Transit Chart for New Moon of Ancient Rooting in 14° 11' Taurus on May 4, 2019 (15:46 PST) (Astrotheme.com).
The Sun and Moon are at 14° 11' in carnal, fixed earth Taurus. Taurus brings lots of goodies into the next Moon cycle as well as into the next 7 years as Uranus transits Taurus. We start this New Moon cycle with the Sun, Moon, and Uranus in Taurus. By the illuminating Full Moon on May 18th, in Taurus' axial friend Scorpio, both Mercury and Venus will have also arrived in Taurus. We are seeping with rich Taurean energy inviting us to set intentions of sensual attention toward slowing down and listening to what we want to grow.

On May 6th Mercury, planet of the mind and communication, enters Taurus until May 21st.

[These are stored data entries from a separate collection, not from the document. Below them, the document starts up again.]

PR #247, opened 2019-02-20
Add URL to Rim Fire data

jlpalomino:
@lwasser  This update adds the URL to the Rim Fire data hosted on Figshare.


lwasser:
yahoo!!!  merging

PR #248, opened 2019-02-21
Add code of conduct

### LINKED ISSUE #27: Add Contributing & Code of Conduct  file s to EarthPy
Let's follow the rasterio model and add a contributing file to earthpy. I think we can start with their exact file and can adapt/ adjust it as we go.

- [ ] code of conduct file - example - https://github.com/mapbox/rasterio/blob/master/CODE_OF_CONDUCT.txt 
- [x] contributing file

mbjoseph:
This PR adds a code of conduct based on http://contributor-covenant.org and links to it from the CONTRIBUTING guidelines.

This PR also has some capitalization corrections in the docs to consistently use title case for page names. @lwasser please take a look when you get a chance and let me know if this is what you had in mind, or if you think we should make any changes to the code of conduct. 

Closes #27.

### DIFF
--- a/CHANGELOG.md
+++ b/CHANGELOG.md
@@ -1,10 +1,13 @@
-# EarthPy release notes
+# EarthPy Release Notes
+
 All notable changes to this project will be documented in this file.
 
 The format is based on [Keep a Changelog](https://keepachangelog.com/en/1.0.0/),
 and this project adheres to [Semantic Versioning](https://semver.org/spec/v2.0.0.html).
 
 ## [Unreleased]
+
+* Added a code of conduct (@mbjoseph, #27)
 
 ## [0.6.2] - 2019-02-19
 We have made significant changes in preparation for a 1.0 release
--- a/CODE_OF_CONDUCT.md
+++ b/CODE_OF_CONDUCT.md
@@ -1,0 +1,76 @@
+# EarthPy Code of Conduct
+
+## Our Pledge
+
+In the interest of fostering an open and welcoming environment, we as
+contributors and maintainers pledge to making participation in our project and
+our community a harassment-free experience for everyone, regardless of age, body
+size, disability, ethnicity, sex characteristics, gender identity and expression,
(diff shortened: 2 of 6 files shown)


lwasser:
This looks great @mbjoseph  thank you for submitting it!
I noticed one thing. code_of_conduct using underscores in the file name vs dashes (which the other files user). I did see Will's slack post on dashes vs underscores however in this case, the file name (i think) contributes to the docs url. eg https://earthpy.readthedocs.io/en/latest/change-log.html are you adverse to using dashes in the file name vs underscores to follow web best practices?

mbjoseph:
Hi @lwasser - good question! The URL to the code of conduct will have dashes, because the rst file `code-of-conduct.rst` uses dashes. So it will be:  https://earthpy.readthedocs.io/en/latest/code-of-conduct.html

You can test this out locally if you check out the branch and `make` the docs.

lwasser:
ahhh no you are right. But it still is the only file that uses underscores! i think it's ideal to be consistent with file naming.

mbjoseph:
There is a convention to call the source file `CODE_OF_CONDUCT.md`. If we went with the hyphenated version, that's a bit less consistent with what most people do. For example, rasterio, boken, and astropy use `CODE_OF_CONDUCT.md`. There's not a huge cost here (at least that I can see) related to Will's concerns about directories with hyphenated names and regex. 

A quick comparison searching all of GitHub also suggests it's about 5x more common to use underscores: https://github.com/search?q=CODE_OF_CONDUCT.md&type=Code vs. https://github.com/search?q=CODE-OF-CONDUCT.md&type=Code

lwasser:
sure thing. Should we change the other file names then? it could be a separate PR? just to be consistent? Or is this just a convention for that particular file? I'll approve this pr but just wondering if we should be consistent across all files in the root directory.

lwasser:
Also that code cov result (lower coverage) is pretty weird!! i'm just ignoring it but it seems to be acting up this week :)

PR #252, opened 2019-03-04
added make_col_list example and fixed test issue

mirob9363:
I notice that the make_col_list example was incomplete, so I finished it.

I also noticed that the test in `test_plot_draw_legend` named `test_colors` was not passing in a list to the function. 

There is also some confusing/potentially unneeded lines of code in this test (I have not made changes to them yet though).


earthpy/tests/test_plot_draw_legend.py
```diff
@@ -115,7 +115,7 @@ def test_colors(binned_array_3bins):
     # NOTE: Do I know for sure things are rendering in the right order?
     legend_cols = [i.get_facecolor() for i in the_legend.get_patches()]
     # Get the array and cmap from axis object
-    cmap_name = im.axes.get_images()[0].get_cmap().name
+    cmap_name = list(im.axes.get_images()[0].get_cmap().name)
```
lwasser: hey @mirob9363 doesn't this call already return a list? this used to work without the call to list.

earthpy/plot.py
```diff
@@ -407,7 +407,16 @@ def make_col_list(unique_vals, nclasses=None, cmap=None):
...
     >>> import numpy as np
     >>> import earthpy.plot as ep
-
+    >>> import matplotlib.pyplot as plt
+    >>> bins = [-np.inf, 2, 7, np.inf]
+    >>> im_arr_bin = np.digitize(np.random.randint(10, size=(15, 15)), bins)
+    >>> f, ax = plt.subplots()
+    >>> im = ax.imshow(im_arr_bin, cmap="Blues")
+    >>> the_legend = ep.draw_legend(im_ax=im)
+    # Get the array and cmap from axis object
```
lwasser: Please test `make docs` and `pytest` locally before submitting prs. docs won't build here because you've added a comment without ```>>>```

earthpy/plot.py
```diff
@@ -407,7 +407,15 @@ def make_col_list(unique_vals, nclasses=None, cmap=None):
     -------
     >>> import numpy as np
     >>> import earthpy.plot as ep
-
+    >>> import matplotlib.pyplot as plt
```
lwasser: @mirob9363  i made some small changes to this to see if it fixes the build. it should

lwasser:
thank you @mirob9363 !! merging this!

PR #255, opened 2019-03-10
Test EarthlabData class

mbjoseph:
This PR adds unit tests for the `EarthlabData` class. 

**Details**

- This also adds the pytest-vcr package as a dev requirement. To adequately test the `EarthlabData` class, we need to use the internet to see whether files exist, ensure files download, etc. The pytest-vcr package ensures that these downloads only happen once, using the @pytest.mark.vcr decorator for tests. More info can be found here: https://pytest-vcr.readthedocs.io/en/latest/ and some higher level conceptual background is here: https://vcrpy.readthedocs.io/en/latest/

- This PR cleans up unused and unnecessary imports in `earthpy/__init__.py`.

- The documentation for the `EarthlabData` class has been expanded as part of this PR. There are now examples of usage, and some attempts to warn users that the default behavior is to write to `~/earth-analytics/data/`.

- This also has some improvements to error messages and removes some copypasta in places. 

- The implementation of sorting out file names from arbitrary URLs has been fixed and streamlined. 

- An example of using `path_to_example` has been added. 

- The function `list_files` has been removed, as it is not used in earthpy or in any tutorials that I could find. The glob package in the standard library provides equivalent and better tested functionality.

### DIFF
--- a/earthpy/io.py
+++ b/earthpy/io.py
@@ -4,9 +4,8 @@
 
 import os
 import os.path as op
-
+import re
 import requests
-
 from download import download
 import earthpy
 
@@ -171,26 +170,12 @@ class EarthlabData(object):
             this_root = op.join(self.path, key)
 
         if url is not None:
-            # try and workout the filename and file type
-            fname = None
-            r = requests.head(url)
-            try:
-                content_disposition = r.headers["content-disposition"]
-            except KeyError:
-                raise KeyError(
-                    "content-disposition was not found in "
-                    "headers. The get_data method currently is only"
-                    "tested for figshare URLs. See the help for "
-                    "get_data for example usage."
-                )
-            for c in content_disposition.split(";"):
-                if c.startswith("filename="):
-                    fname = c.split("=")[1]
-                    break
-            else:
-                raise RuntimeError(
-                    "Could not deduce filename for " "{}.".format(url)
-                )
+            with requests.get(url) as r:
+                if "content-disposition" in r.headers.keys():
+                    content = r.headers["content-disposition"]
+                    fname = re.findall("filename=(.+)", content)[0]
+                else:
+                    fname = url.split("/")[-1]
 
             # try and deduce filetype
             file_type = "file"
@@ -198,11 +183,9 @@ class EarthlabData(object):
                 if fname.endswith(kind):
                     file_type = kind
 
-            # strip off the file extension so we get pretty download
-            # directories
+            # strip off file extension so we get pretty download directories
             if file_type != "file":
-                # cut off an extra character to remove the trailing dot as well
-                fname = fname[: -(len(file_type) + 1)]
+                fname = os.path.splitext(fname)[0]
 
             this_data = (url, fname, file_type)
             this_root = op.join(self.path, "unsorted")
--- a/earthpy/io.py
+++ b/earthpy/io.py
@@ -234,44 +234,6 @@ class EarthlabData(object):
         return data_paths
 
 
-# Potential functionality for website build.
-# Move to new utils package
-
-
-def list_files(path, depth=3):
-    """
-    List files in a directory up to a specified depth.
-
-    Parameters
-    ----------
-    path : str
-        A path to a folder whose contents you want to list recursively.
-    depth : int
-        The depth of files / folders you want to list inside of ``path``.
-    """
-    if not os.path.isdir(path):
-        raise ValueError("path: {} is not a directory".format(path))
-    depth_str_base = "  "
-    if not path.endswith(os.sep):
-        path = path + os.sep
-
-    for ii, (i_path, folders, files) in enumerate(os.walk(path)):
-        folder_name = op.basename(i_path)
-        path_wo_base = i_path.replace(path, "")
-        this_depth = len(path_wo_base.split("/"))
-        if this_depth > depth:
-            continue
-
-        # Define the string for this level
-        depth_str = depth_str_base * this_depth
-        print(depth_str + folder_name)
-
-        if this_depth + 1 > depth:
-            continue
-        for ifile in files:
-            print(depth_str + depth_str_base + ifile)
-
-
 def path_to_example(dataset):
     """ Construct a file path to an example dataset.
 
--- a/earthpy/io.py
+++ b/earthpy/io.py
@@ -77,17 +77,37 @@ class EarthlabData(object):
     """
     Data storage and retrieval functionality for Earthlab.
 
+    An object of this class is available upon importing earthpy as
+    ``earthpy.data`` that writes data files to the path:
+    ``~/earth-analytics/data/``.
+
     Parameters
     ----------
     path : string | None
-        The path where data is stored.
+        The path where data is stored. NOTE: this defaults to the directory
+        ``~/earth-analytics/data/``.
+
+    Examples
+    --------
+    List datasets that are available for download, using default object:
+
+        >>> import earthpy
+        >>> earthpy.data
+        Available Datasets: ['california-rim-fire', ...]
+
+    Specify a directory when instantiating a new object:
+
+        >>> import earthpy.io as eio
+        >>> data = eio.EarthlabData('.')
+        >>> data
+        Available Datasets: ['california-rim-fire', ...]
     """
 
     def __init__(self, path=None):
         if path is None:
             path = op.join(HOME, DATA_NAME)
         self.path = path
-        self.data_keys = list(DATA_URLS.keys())
+        self.data_keys = sorted(list(DATA_URLS.keys()))
 
     def __repr__(self):
         s = "Available Datasets: {}".format(self.data_keys)
@@ -109,6 +129,7 @@ class EarthlabData(object):
         url : str
             A URL to fetch into the data directory. Use this for ad-hoc dataset
             downloads. Note: ``key`` and ``url`` are mutually exclusive.
+            Currently this is only tested against figshare URLs.
         replace : bool
             Whether to replace the data for this key if it is
             already downloaded.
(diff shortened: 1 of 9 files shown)


mbjoseph:
Ok @lwasser this is ready for review!

earthpy/io.py
```diff
@@ -77,17 +76,37 @@ class EarthlabData(object):
     """
```
lwasser: I'd really like to rename this `EarthpyData()` to be consistent with the package name. I know that's not in scope for this PR but are you ok if i change it here or would you prefer a separate PR?

earthpy/io.py
```diff
@@ -117,51 +136,55 @@ def get_data(self, key=None, replace=False, url=None):
         -------
         path_data : str
             The path to the downloaded data.
+
+        Examples
+        --------
+        Download a dataset using a key:
+
+            >>> earthpy.data.get_data('california-rim-fire') # doctest: +SKIP
```
lwasser: Let's be consistent with calling this
```
import earthpy as et
et.data.get_data('california-rim-fire')
```

earthpy/io.py
```diff
@@ -117,51 +136,55 @@ def get_data(self, key=None, replace=False, url=None):
...
+            print(self.__repr__())
             return
 
         if key is not None:
             if key not in DATA_URLS:
-                raise ValueError(
-                    "Don't understand key "
+                raise KeyError(
+                    "Key " + key + " not found in earthpy.io.DATA_URLS. "
                     "{}\nChoose one of {}".format(key, DATA_URLS.keys())
```
lwasser: print this as well to render the break?

earthpy/io.py
```diff
@@ -117,51 +136,55 @@ def get_data(self, key=None, replace=False, url=None):
...
+
+        Examples
+        --------
+        Download a dataset using a key:
+
+            >>> earthpy.data.get_data('california-rim-fire') # doctest: +SKIP
+
+        Or, download a dataset using a figshare URL:
+
+            >>> url = 'https://ndownloader.figshare.com/files/12395030'
```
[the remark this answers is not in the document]
lwasser: Also for an example, here is a nice small data subset to grab!! the example here i think is like 200 mb :)
`https://ndownloader.figshare.com/articles/6890945/versions/3`

earthpy/io.py
```diff
@@ -117,51 +136,55 @@ def get_data(self, key=None, replace=False, url=None):
...
-            # strip off the file extension so we get pretty download
-            # directories
+            # strip off file extension so we get pretty download directories
             if file_type != "file":
-                # cut off an extra character to remove the trailing dot as well
-                fname = fname[: -(len(file_type) + 1)]
+                fname = os.path.splitext(fname)[0]
 
             this_data = (url, fname, file_type)
             this_root = op.join(self.path, "unsorted")
```
lwasser: i'm playing with this now but i'm not sure why an `unsorted` directory is created. Perhaps we can ask for a url and a dir_name to allow the user to specify a dirname of their choice?

earthpy/io.py
```diff
@@ -77,17 +76,37 @@ class EarthlabData(object):
...
+    --------
+    List datasets that are available for download, using default object:
+
+        >>> import earthpy
+        >>> earthpy.data
+        Available Datasets: ['california-rim-fire', ...]
+
+    Specify a directory when instantiating a new object:
+
+        >>> import earthpy.io as eio
```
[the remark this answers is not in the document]
mbjoseph: @lwasser thanks - I didn't realize we were using the convention `import earthpy as et`. So this should be `et.data.path = "."` instead of `earthpy.data.path = "."`?

earthpy/io.py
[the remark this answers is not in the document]
mbjoseph: Great catch @lwasser!

earthpy/io.py
lwasser: i tried this
1. add dir_name as an optional var in the class
then
```
if not dir_name:
    dir_name = "data-download"
this_root = op.join(self.path, dir_name)
```

earthpy/io.py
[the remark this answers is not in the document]
mbjoseph: This should be solved now - I changed `requests.head()` to `requests.get()`, which caused this issue. I just reverted this change, which should allow the `get_data` method to properly figure out the file name of this download.

earthpy/io.py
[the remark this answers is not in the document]
lwasser: oooh yes please. `et.data.path`
yes that is the convention we've been using for the past year!! but my gosh we had that discussion forever and ever ago :) thank you

earthpy/io.py
```diff
@@ -117,51 +136,55 @@ def get_data(self, key=None, replace=False, url=None):
...
                 "The `url` and `key` parameters can not both be "
                 "set at the same time."
             )
         if key is None and url is None:
-            print("Available datasets: {}".format(list(DATA_URLS.keys())))
+            print(self.__repr__())
             return
 
         if key is not None:
             if key not in DATA_URLS:
```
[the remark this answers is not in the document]
mbjoseph: Good catch @lwasser! This is all kinds of messed up. I am going to clean this KeyError to provide prettier output.

earthpy/tests/test_io.py
```diff
@@ -1,34 +1,40 @@
...
 import pytest
 import numpy as np
 import rasterio as rio
 import geopandas as gpd
-from earthpy.io import path_to_example
+import earthpy.io as eio
+
+
+@pytest.fixture
+def eld(tmpdir):
```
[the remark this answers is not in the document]
mbjoseph: I thought it was more explicit to call the class being tested by name directly in these tests, so that readers don't have to retrace where `earthpy.data` comes from (by noticing that there is not an `earthpy/data.py` module, and then discovering `earthpy.data` comes from `earthpy/__init__.py`). 

We could add `import earthpy as et`, and then reset the `earthpy.data.path` attribute, but that seemed a less direct than creating the fixture directly from the class.

earthpy/io.py
mbjoseph: I can change it in this PR - do you want `EarthpyData` over `EarthPyData`? We use the capitalization EarthPy in the documentation, and `EarthpyData` would deviate from how that convention. But, maybe `earthpy.io.EarthpyData` is redundant (two "earthpy"s)?

Another idea would be to call the class `Data`, so that we have `earthpy.io.Data`. What do you think @lwasser?

lwasser: i think the more generic it is, the better @mbjoseph  The only potential point of confusion with naming it data is that was instantiate it to `data` in the init file `data = EarthlabData()` so that would become `data = Data()`

so 
`data = Data()`
`data = EarthPyData()`
`data = AccessData()`

In theory i like doing it that way so on the front end the user doesn't have to work about instantiating an instance, they can just grab the data. Maybe then `data=Data()` is ok?

I think in general i don't expect users to call `earthpy.io.Data`  often. the most common use case will be `et.data.get_data()`

earthpy/io.py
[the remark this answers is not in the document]
lwasser: wonderful!

earthpy/io.py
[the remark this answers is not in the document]
lwasser: HAHA no worries. `.format()` is always a bit goofy to work with!

earthpy/tests/test_io.py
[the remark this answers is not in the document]
lwasser: ok sure! that makes perfect sense for the tests :) thanks!

earthpy/tests/test_plot_rgb.py
```diff
@@ -63,6 +63,7 @@ def test_1band(rgb_image):
                            order with bands first""",
     ):
         plot_rgb(a_rgb_image[1])
+    plt.close()
```
lwasser: See how weird this is! When you squash a pr it seems like sometimes when you add those commits to another PR they show up as . "changes" in the PR even tho they are in master. such a weird GH thing.

earthpy/io.py
mbjoseph: Based on our Slack convo we will change the default download directory for unsorted downloads to "earthpy-downloads/"

earthpy/io.py
mbjoseph: Sounds good - I'll change it to `earthpy.io.Data` for now, and good point about this not being super important for users, who will still use the same old `et.data`.

earthpy/tests/test_plot_rgb.py
mbjoseph: For sure - let's make sure we remember to squash merge this PR!

earthpy/io.py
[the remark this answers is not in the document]
mbjoseph: Fixed this error message with 6f279daaf765204e9249521c96b368511d80d718

earthpy/io.py
```diff
@@ -77,17 +76,37 @@ class EarthlabData(object):
...
-        The path where data is stored.
+        The path where data is stored. NOTE: this defaults to the directory
+        ``~/earth-analytics/data/``.
+
+    Examples
+    --------
+    List datasets that are available for download, using default object:
+
+        >>> import earthpy
+        >>> earthpy.data
```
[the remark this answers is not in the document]
mbjoseph: Got it - I've changed to `et.data` in the examples.

earthpy/io.py
mbjoseph: Sure - I changed the examples to use `et.data`.

earthpy/io.py
mbjoseph: Fixed with 6f279daaf765204e9249521c96b368511d80d718

earthpy/io.py
mbjoseph: Changed in 6f279daaf765204e9249521c96b368511d80d718

earthpy/io.py
mbjoseph: Changed in 9565786e7ffbcdec0507c17082a0f03a8cfcc4ed

mbjoseph:
Ok @lwasser thanks a ton for the careful review! I think this is ready for another look.

lwasser:
sure thing @mbjoseph  i'll look at it now!

lwasser:
ok @mbjoseph  this looks great!! thank you!

PR #244, opened 2019-02-20
Test across versions and platforms

mbjoseph:
This tests earthpy against python 3.5 through 3.7 using tox, and also uses AppVeyor to test earthpy on Windows. Last, this updates documentation for development using conda or virtualenv and testing of multiple python versions with tox.

As part of the review, let's take the updated development instructions in `CONTRIBUTING.rst` for a test drive. I will be curious to see what issues come up, especially on Windows. I'm opening this as a draft PR until we get some more eyes on it.

Solves the hardest part of #228 - testing on Windows (but we should leave that issue open until we get some tests in CI for macOS). Closes #213. Also closes #185.

PR #256, opened 2019-03-11
Clean up Plots in all tests

lwasser:
This PR should address the warning associated with open figures in matplotlib. Essentially `.close` closes any open windows and `.clf` clears the actual figure.

```
earthpy/tests/test_plot_rgb.py::test_stretch_output_scaled
  /Users/leahwasser/anaconda3/envs/earthpy-dev/lib/python3.6/site-packages/matplotlib/pyplot.py:514: RuntimeWarning: More than 20 figures have been opened. Figures created through the pyplot interface (`matplotlib.pyplot.figure`) are retained until explicitly closed and may consume too much memory. (To control this warning, see the rcParam `figure.max_open_warning`).
    max_open_warning, RuntimeWarning)

-- Docs: https://docs.pytest.org/en/latest/warnings.html

```

### DIFF
--- a/earthpy/tests/test_plot.py
+++ b/earthpy/tests/test_plot.py
@@ -198,4 +198,4 @@ def test_hist_number_of_columns(image_array_2bands):
     for n in number_of_columns:
         f, ax = ep.hist(image_array_2bands, cols=n)
         assert [a.numCols for a in ax] == [n] * 2
-    plt.close()
+        plt.close(f)
--- a/earthpy/tests/test_plot.py
+++ b/earthpy/tests/test_plot.py
@@ -2,6 +2,9 @@
 
 import numpy as np
 import pytest
+import matplotlib as mpl
+
+mpl.use("TkAgg")
 import matplotlib.pyplot as plt
 import earthpy.plot as ep
 
@@ -15,6 +18,8 @@ def test_arr_parameter():
     """Raise an AttributeError if an array is not provided."""
     with pytest.raises(AttributeError):
         ep.plot_bands(arr=(1, 2))
+
+    plt.clf()
 
 
 def test_num_titles(image_array_2bands):
@@ -32,6 +37,7 @@ def test_num_titles(image_array_2bands):
         ep.plot_bands(
             arr=image_array_2bands, title=["Title1", "Title2", "Title3"]
         )
+    plt.clf()
 
 
 def test_num_axes(image_array_2bands):
@@ -41,6 +47,7 @@ def test_num_axes(image_array_2bands):
     """
     f, ax = ep.plot_bands(image_array_2bands)
     assert len(f.axes) == 3
+    plt.clf()
     plt.close(f)
 
 
@@ -52,6 +59,7 @@ def test_two_plot_title(image_array_2bands):
     num_plts = image_array_2bands.shape[0]
     all_titles = [ax[i].get_title() for i in range(num_plts)]
     assert all_titles == ["Band 1", "Band 2"]
+    plt.clf()
     plt.close(f)
 
 
@@ -62,6 +70,7 @@ def test_custom_plot_title(image_array_2bands):
     num_plts = image_array_2bands.shape[0]
     all_titles = [ax[i].get_title() for i in range(num_plts)]
     assert all_titles == ["Red Band", "Green Band"]
+    plt.clf()
     plt.close(f)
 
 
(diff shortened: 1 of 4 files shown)


lwasser:
ok @mbjoseph this PR closes plots throughout to avoid that plot warning issue!

earthpy/tests/test_plot_draw_legend.py
```diff
@@ -120,6 +126,8 @@ def test_colors(binned_array_3bins):
     image_colors = ep.make_col_list(unique_vals, cmap=cmap_name)
 
     assert image_colors == legend_cols
+    plt.clf()
```
lwasser: remove

mbjoseph:
@lwasser are you sure that the calls to `plt.clf()` are necessary here? I deleted all of them and ran the tests, and I do not see the warning described in #257.

lwasser:
ok @mbjoseph i'm going to clean this up after reading this:
this states `.close` does release memory but i had read otherwise elsewhere :/ 

```
I think it is worth mentioning that plt.close() releases the memory, thus is preferred when generating and saving many figures in one run.

Using plt.clf() in such case will produce a warning after 20 plots (even if they are not going to be shown by plt.show()):
```

lwasser:
ok @mbjoseph here is the new and improved PR!! please have a look.

earthpy/tests/test_plot.py
```diff
@@ -183,3 +198,4 @@ def test_hist_number_of_columns(image_array_2bands):
     for n in number_of_columns:
         f, ax = ep.hist(image_array_2bands, cols=n)
         assert [a.numCols for a in ax] == [n] * 2
+    plt.close()
```
mbjoseph: Should we be closing the plots in the loop here instead? Calling `plt.close()` with no arguments seems to close the current plot, which is probably the last one created: https://matplotlib.org/api/_as_gen/matplotlib.pyplot.close.html

earthpy/tests/test_plot_rgb.py
```diff
@@ -154,3 +155,5 @@ def test_stretch_output_scaled(rgb_image):
         axs
     finally:
         del axs
+
+    plt.close()
```
mbjoseph: It looks like calling `plt.close()` with no arguments will only close the current figure (https://matplotlib.org/api/_as_gen/matplotlib.pyplot.close.html). Since we create 10 figures in this test, maybe this will only close the last one? 

Perhaps a test that explicitly closes each figure (e.g., https://github.com/earthlab/earthpy/pull/244/files#diff-dca3c53fc048765fa458bf9c0d489975) might be better, because we can be sure each figure is closed.

earthpy/tests/test_plot.py
lwasser: oops yes!

earthpy/tests/test_plot_rgb.py
lwasser: just curious - how are you calling an ax object after closing a plot?

mbjoseph: I'm not sure I understand the question - the ax object is appended to a list `axs` before closing the plot in the above link.

earthpy/tests/test_plot_rgb.py
```diff
@@ -146,11 +147,15 @@ def test_stretch_output_scaled(rgb_image):
...
-    assert n_unique_means == len(stretch_vals)
+
+    mean_vals = list()
+    for v in stretch_vals:
+        ax = plot_rgb(arr, stretch=True, str_clip=v)[1]
+        mean = ax.get_images()[0].get_array().mean()
+        mean_vals.append(mean)
+        plt.close()
+    assert len(set(mean_vals)) == len(stretch_vals)
     try:
```
mbjoseph: @lwasser this looks better! Sorry if I'm missing something, but what is this try/finally logic doing at the end of this test? Can we get rid of it? I am not seeing how it's relevant to the assertion that we test against.

lwasser: it's deleting the ax object which remains open post figure close. it's super confusing to me why the ax obj is still open after you close the figure. i guess `plt.cla()` would clear that? does it matter @mbjoseph

mbjoseph: Because of the way that pytest isolates test environments, the `ax` object and any other objects created in the test should be deleted after the test is finished. 

I just tested locally with deleting the try/except statement, and all the tests still pass with no warning, so I think we should go ahead and delete it @lwasser.

lwasser: ok great. yes it doesn't break anything. it just cleans up ALL elements of the plot object. i'll remove it.

lwasser:
ok @mbjoseph  please give this another review!

mbjoseph:
Looks good @lwasser!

Simple Taurus feels strong and sturdy with attention to one thing at a time. There is a lot of Taurus energy in the next month, especially as Uranus recently entered Taurus in March to begin its 7 year transit. This is a potent New Moon to set intentions of what you'd like to build and add material to for the next 7 years. Uranus is shaking things up in Taurus' realm, and especially whichever house Taurus lies in in your chart. How can you embody what you are feeding? 

May 15th marks Venus (planet of loving and connectivity) exiting Aries and beginning transit through Taurus (until June 8, 2019) and Mars (planet of doing things and the will) exiting Gemini and beginning transit through Cancer (until July 1, 2019). The ways we love and attract love are exiting a spirited force and coming into a slow suppleness. The ways we act and initiate movement are entering the zodiac sign of the home and how we became the person that we are. Further connecting us to our belongingness, roots, safety, and security. Transparency and honesty are very powerful in this domain.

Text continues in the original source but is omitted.